Exercise directions:
Across the records that follow, how many lines contain the string "edition"? Answer with the number only.

Dataset entries
= Beginning of Section =
PR #692, opened 2022-12-14
.Net 6.0

HulonJenkins:
## Changes

Updated build.app.props to include .net6.0. This outputs a folder in Sarif.PatternMatcher.Cli

* [ ] Added unit tests

### DIFF
--- a/CONTRIBUTING.md
+++ b/CONTRIBUTING.md
@@ -7,11 +7,11 @@ You can contribute to this project from a Windows, macOS or Linux machine.
 On all platforms, the minimum requirements are:
 
 * Git client and command line tools.
-* .NET Core 3.1+
+* .NET Core 3.1+ and .NET 6.0
 
 ### Windows
 
-* Visual Studio 2019, any edition
+* Visual Studio 2019 or 2022(recommended), any edition
 * In the Visual Studio Installer, install the following:
   * Workloads
     * .NET desktop development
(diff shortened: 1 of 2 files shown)


michaelcfanning:
??  Who gave you this information? :)  Why would it be a good idea not update the packages?

---
In reply to: [1353702206](https://github.com/microsoft/sarif-pattern-matcher/pull/692#issuecomment-1353702206) [](http://example.com/codeflow?ancestors=1353702206,1353567475)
= End of Section =
Your solution:
2